Reduced kidney mass means less glucose being released into the blood. At the same time, insulin stays in circulation longer because the kidneys aren’t clearing it efficiently. The liver’s ability to pick up the slack is also compromised by the buildup of waste products that comes with advanced kidney disease. On top of that, people with severe kidney disease often have poor appetite and muscle wasting, which means fewer raw materials available for the liver to convert into glucose. The combination makes hypoglycemia a surprisingly common complication in advanced kidney disease.

Adrenal and Hormonal Problems

Cortisol is one of the key hormones your body uses to raise blood sugar during stress, illness, or fasting. When the adrenal glands don’t produce enough cortisol, a condition called adrenal insufficiency, your counter-regulatory system is weakened. You lose the ability to mount a proper glucose defense when your body needs it most.

The risk increases substantially if growth hormone is also low, since growth hormone plays its own separate role in preventing glucose from dropping. People with pituitary disorders that affect multiple hormones are particularly vulnerable. In extreme cases, adrenal crisis, a sudden collapse of adrenal function during illness or physical stress, can cause dangerously low glucose alongside life-threatening drops in blood pressure.

Intense or Prolonged Exercise

Exercise burns glucose, which is obvious. What’s less obvious is that hypoglycemia can strike any time up to 24 hours after a workout, not just during it. The reasons are layered: exercise increases insulin sensitivity, meaning your cells continue pulling glucose from the blood more efficiently long after you’ve stopped moving. Your liver and muscle glycogen stores need time to refill, and until they do, your buffer against low glucose is thinner than normal.

This delayed effect is especially relevant for people with diabetes who use insulin. But even people without diabetes can experience it after unusually long or intense activity, particularly if they haven’t eaten enough carbohydrates to match the energy they burned.

Insulin-Producing Tumors

Insulinomas are rare tumors, usually benign, that grow in the pancreas and secrete insulin continuously regardless of blood sugar levels. They cause repeated episodes of fasting hypoglycemia that follow a classic pattern known as the Whipple triad: blood glucose drops below 50 mg/dL, neurological symptoms appear (confusion, blurred vision, difficulty concentrating), and those symptoms resolve promptly once glucose is restored. Most insulinomas are small and curable with surgery, but they can go undiagnosed for years because the symptoms mimic anxiety, fatigue, or other common conditions.

Gastric Surgery

People who have had bariatric surgery, particularly gastric bypass, are prone to a specific form of low glucose tied to how quickly food now reaches the small intestine. Without a full-sized stomach to slow digestion, nutrients flood the gut, triggering an exaggerated insulin release. This is the most common cause of hypoglycemia after bariatric surgery and typically shows up as postprandial episodes, often within the first year.

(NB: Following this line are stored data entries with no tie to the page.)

PR #48, opened 2023-05-04
Allow eiger to be armed without setting number of triggers

DominicOram:
See DiamondLightSource/python-artemis#560

Requires the following so do not merge until these are:
* https://github.com/DiamondLightSource/dodal/pull/46
* https://github.com/DiamondLightSource/dodal/pull/47


dperl-dls (approved):
great!

PR #49, opened 2023-05-09
Artemis 526 - changes for rotation scans

dperl-dls:


DominicOram (approved):
Current system tests are still fine, these exist on the simulator

src/dodal/devices/zebra.py
```diff
@@ -223,7 +223,15 @@ def __str__(self) -> str:
         return ", ".join(input_strings)
 
 
+class SoftInputs(Device):
+    soft_in_1: EpicsSignal = Component(EpicsSignal, "SOFT_IN:B0")
+    soft_in_2: EpicsSignal = Component(EpicsSignal, "SOFT_IN:B1")
+    soft_in_3: EpicsSignal = Component(EpicsSignal, "SOFT_IN:B2")
+    soft_in_4: EpicsSignal = Component(EpicsSignal, "SOFT_IN:B3")
```
DominicOram, line 230: Could: These are binary PVs, could we have an enum of something like `ON`/`OFF` to set them?

DominicOram (changes requested):
Minor comment in code after looking at Artemis side

DominicOram (approved):
Great, thanks!

PR #55, opened 2023-05-15
Getting an aperture scatterguard twice with no positions is valid if positions already specified

### LINKED ISSUE #51: Aperture scatterguard can end up with no positions
If `i03.aperture_scatterguard` is called multiple times, sometimes with the `AperturePositions` and sometimes without you can end up with an instance that has no set positions and so is unusable

DominicOram:
Fixes #51


dperl-dls (approved):
looks good, thanks!

PR #59, opened 2023-05-17
I23 grid scans

### LINKED ISSUE #578: Add a flowchart on the decisions to make a new ophyd device for DLS
to simplify and standardize the development, approval and testing processes involved in getting a new device

based on ophyd-async [PR 323]( https://github.com/bluesky/ophyd-async/pull/323)

NeilSmithDLS:
Fixes #578 and #574

This is simply a copy and rename of the fast grid scan code. It will need updating to make it specific for stepped grid scans once the list of arguments is know


src/dodal/devices/stepped_grid_scan.py
```diff
@@ -0,0 +1,285 @@
...
+                raise IndexError(f"{grid_position} is outside the bounds of the grid")
+
+        return Point3D(
+            self.x_axis.steps_to_motor_position(grid_position.x),
+            self.y_axis.steps_to_motor_position(grid_position.y),
+            self.z_axis.steps_to_motor_position(grid_position.z),
+        )
+
+
+class GridScanCompleteStatus(DeviceStatus):
```
DominicOram, line 123: Should: This is relying on the hardware to work out if we're finished, we may have something similar for stepped scans eventually but I don't think it's similar enough for this to be useful now

src/dodal/devices/stepped_grid_scan.py
```diff
@@ -0,0 +1,285 @@
...
+    @property
+    def end(self):
+        return self.steps_to_motor_position(self.full_steps)
+
+    def is_within(self, steps):
+        return 0 <= steps <= self.full_steps
+
+
+@dataclass
+class SteppedGridScanParams(DataClassJsonMixin, AbstractExperimentParameterBase):
```
DominicOram, line 41: Should: I think it makes sense for these parameters to be on the dodal side for the fast grid scan as they directly relate to the hardware but for the stepped scan the parameters should probably be on the artemis side (see https://github.com/DiamondLightSource/python-artemis/blob/main/src/artemis/parameters/internal_parameters/plan_specific/rotation_scan_internal_params.py)

DominicOram (changes requested):
Thanks, see comments in code

DominicOram (approved):

PR #60, opened 2023-05-17
Get logs to rollover after a certain time/size

DominicOram:
Fixes DiamondLightSource/python-artemis#482

## To test
* Run for sometime and confirm logs roll over

### DIFF
--- a/src/dodal/log.py
+++ b/src/dodal/log.py
@@ -1,6 +1,7 @@
 from __future__ import annotations
 
 import logging
+from logging.handlers import TimedRotatingFileHandler
 from os import environ
 from pathlib import Path
 from typing import List, Optional, Tuple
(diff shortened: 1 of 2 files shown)


src/dodal/log.py
```diff
@@ -21,6 +21,49 @@
...
+                self.stream.seek(0, 2)  # due to non-posix-compliant Windows feature
+                if self.stream.tell() + len(msg) >= self.maxBytes:
+                    return 1
+        return 0
+
+    def getFilesToDelete(self):
+        """
+        Override method to do nothing - we don't want logs to be deleted
+        """
+        return []
```
DominicOram, line 64: It looks like just setting `backupCount` to 0 will cause no files to ever be deleted. We should do this and remove the override

src/dodal/log.py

For most people, the problem improves with dietary changes: eating smaller, more frequent meals, reducing simple carbohydrates, and pairing carbs with protein and fat to slow absorption. In persistent cases, medication may be needed.

Skipping Meals and Prolonged Fasting

In a healthy person, the liver can maintain blood sugar for 24 to 48 hours of fasting by tapping glycogen stores and then switching to glucose production. But if you’re malnourished, have limited muscle mass, drink alcohol, or have any of the conditions above, that buffer shrinks. Skipping meals alone rarely causes dangerous lows in otherwise healthy adults, but it amplifies every other risk factor on this list. For someone on insulin, taking a diabetes drug, or recovering from a long workout, a missed meal can be the tipping point.